◆ Task to complete
What lines of the data below hold "bcgov"? Show them.

(Data for analysis begins)

PR #2408, opened 2024-10-23
2141 Internal user can assign BORO ID

BCerki:
card: https://github.com/orgs/bcgov/projects/123/views/16?pane=issue&itemId=80445898&issue=bcgov%7Ccas-registration%7C2141. See the comments for more details on the AC

This PR:
- endpoint and service to assign a boro id based on biz area conditions
- pytests
- add boro id to the admin operation form
- add an arg to `createOperationInformationSchema` because now the admin/registration versions of it are different
- boroid widget that uses `formContext`, and `formContext` optionally added to single step tasklist
- basic error handling for the widget specifically. To test it, raise an error in endpoint `operation_boro_id`
- vitests

For testing, the field will look different for each of these cases in both the internal/external:
- EIO
- status isn't registered
- neither of the above but no BORO ID issued
- BORO ID issued

Some of our mock operations are set up with the above conditions, or you can make your own and register them.

Happo looks like flake to me.


bc_obps/service/operation_service_v2.py
```diff
@@ -396,3 +397,22 @@ def check_conditions() -> Generator[Tuple[Callable[[], bool], str], None, None]:
...
+        if operation.bc_obps_regulated_operation:
+            raise Exception('Operation already has a BORO ID.')
+        if is_eio:
+            raise Exception('EIOs cannot be issued BORO IDs.')
+        if operation.status != Operation.Statuses.REGISTERED:
+            raise Exception('Operations must be registered before they can be issued a BORO ID.')
+
+        operation.generate_unique_boro_id()
+        operation.save(update_fields=['bc_obps_regulated_operation'])
+        # brianna do we want to do this, or better to set the verification columns?
```
BCerki, line 416: Do we want to set_create_or_update, or the verification columns? Verification columns were set in reg1 but not sure if that still applies

bciers/libs/components/src/form/widgets/BoroIdWidget.test.tsx
Sepehr-Sobhani, line 1: nit: I believe that many of these tests can be sync since they don't involve any async actions, except for the last two. I'm curious if we are applying the same approach in our other tests (which I suspect we are) and how this might affect the performance of the tests. 🤔

Sepehr-Sobhani (approved):
Looks awesome! 🤩 Just double-check your comment here: https://github.com/bcgov/cas-registration/pull/2408/files#r1815185657 with Andrea, Everything else looks good, so I'm approving to keep things moving forward!

bciers/libs/components/src/form/widgets/BoroIdWidget.test.tsx
BCerki: I copy/pasted the test setup from another test, so yes, we probably are doing this in other tests (at least the ones I wrote, because I'm a copy/paster). Chatgpt tells me it's bad because:
Implications:
Extra Overhead: The testing framework will treat the test as an asynchronous operation, introducing minor but unnecessary overhead by wrapping the test in a Promise. While this overhead is typically small, it can accumulate if many tests are written this way.

Misleading Code: Marking a function as async implies there is asynchronous behavior, even when there isn't. This can mislead other developers (or even yourself) who read the code, making them think that the test involves asynchronous operations when it doesn’t.

Test Behavior: Even if the function body is completely synchronous, returning a Promise may cause unexpected issues, especially if you're using done callbacks or other testing patterns that rely on detecting whether a test is synchronous or asynchronous.

Error Handling Differences: In an async test, throwing an error inside the function body will cause the returned Promise to reject, and the testing framework will treat it as a failed test. In contrast, a synchronous test throws the error directly. This behavior might obscure certain issues or create subtle differences in how errors are reported.

bciers/apps/administration/app/data/jsonSchema/operationInformation/administrationOperationInformation.ts
```diff
@@ -21,7 +22,7 @@ export const createAdministrationOperationInformationSchema = async (
   const administrationOperationInformationSchema: RJSFSchema = {
     type: "object",
     properties: {
-      section1: await createOperationInformationSchema(),
+      section1: await createOperationInformationSchema(Apps.ADMINISTRATION),
```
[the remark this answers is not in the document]
BCerki: I thought it was more readable to use the app name, but no strong feelings

bc_obps/service/tests/test_operation_service_v2.py
```diff
@@ -767,3 +768,68 @@ def test_do_not_raise_exception_if_data_complete_opt_in():
...
+            operator=approved_user_operator.operator,
+            status=Operation.Statuses.REGISTERED,
+        )
+        baker.make(BcObpsRegulatedOperation, operation=operation, id='21-0001')
+        baker.make(
+            RegistrationPurpose,
+            registration_purpose=RegistrationPurpose.Purposes.POTENTIAL_REPORTING_OPERATION,
+            operation=operation,
+        )
+        OperationServiceV2.generate_boro_id(approved_user_operator.user.user_guid, operation.id)
```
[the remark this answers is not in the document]
BCerki: 😱

bc_obps/service/operation_service_v2.py
andrea-williams: excellent point. Since the "Registered" status is now set automatically, the verification columns on the operation aren't relevant in Reg2. However, for the `BC Obps Regulated Operation` model, we're only tracking `issued_at` and not `issued_by`. IMO we should add an `issued_by` column to this model so that we can track which internal user issued the BORO id. But I'll leave it up to you @BCerki to decide whether you want to include that as part of this PR, or we can create a separate ticket for that work to be done later.

BCerki: I can include it here, it'll be quick. So only set issued by, not verified or updated?

andrea-williams: cool, thanks Bri! We'll have a nice separation of audit columns this way actually - the `Operation` model's created and updated fields will only be affected by external users, and the `BcObpsRegulatedOperation` model will have `issued_by` and `issued_at` columns that are only triggered by internal users.

so yes, for this user story, an internal user issuing a BORO ID should only change the audit cols on the `BORO` model, not the Operation model.

bc_obps/service/operation_service_v2.py
```diff
@@ -404,3 +406,25 @@ def check_conditions() -> Generator[Tuple[Callable[[], bool], str], None, None]:
...
+        ).exists()
+        if operation.bc_obps_regulated_operation:
+            raise Exception('Operation already has a BORO ID.')
+        if is_eio:
+            raise Exception('EIOs cannot be issued BORO IDs.')
+        if operation.status != Operation.Statuses.REGISTERED:
+            raise Exception('Operations must be registered before they can be issued a BORO ID.')
+
+        operation.generate_unique_boro_id()
+        if operation.bc_obps_regulated_operation is None:
```
BCerki, line 424: Had to add this to make mypy happy

bc_obps/registration/tests/endpoints/v2/_operations/_operation_id/test_boro_id.py
```diff
@@ -0,0 +1,35 @@
...
+            )
+            assert response.status_code == 401
+            assert response.json()['detail'] == "Unauthorized"
+
+    def test_authorized_role_can_patch(self):
+        operation = baker.make_recipe('utils.operation', status=Operation.Statuses.REGISTERED)
+
+        response = TestUtils.mock_patch_with_auth_role(
+            self,
+            "cas_admin",
```
andrea-williams, line 29: any particular reason why "cas_analyst" role wasn't included in this test?

andrea-williams (approved):
just one question about a missing user role in the tests.

Otherwise looks great, and I appreciate your willingness and speed in adding that `issued_by` col so quickly that I'll be erecting a statue in your honour.

bc_obps/registration/tests/endpoints/v2/_operations/_operation_id/test_boro_id.py
BCerki: In all our permission configs, `cas_analyst` and `cas_admin` are always included together, so there's no way one of them could access an endpoint and another couldn't. (cas-registration/bc_obps/common/permissions.py). But that may not be a great strategy if we do start adding differences :grimacing: I'll add `cas_analyst` to this test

(Data for analysis ends)

◆ Response box
card: https://github.com/orgs/bcgov/projects/123/views/16?pane=issue&itemId=80445898&issue=bcgov%7Ccas-registration%7C2141. See the comments for more details on the AC
Looks awesome! 🤩 Just double-check your comment here: https://github.com/bcgov/cas-registration/pull/2408/files#r1815185657 with Andrea, Everything else looks good, so I'm approving to keep things moving forward!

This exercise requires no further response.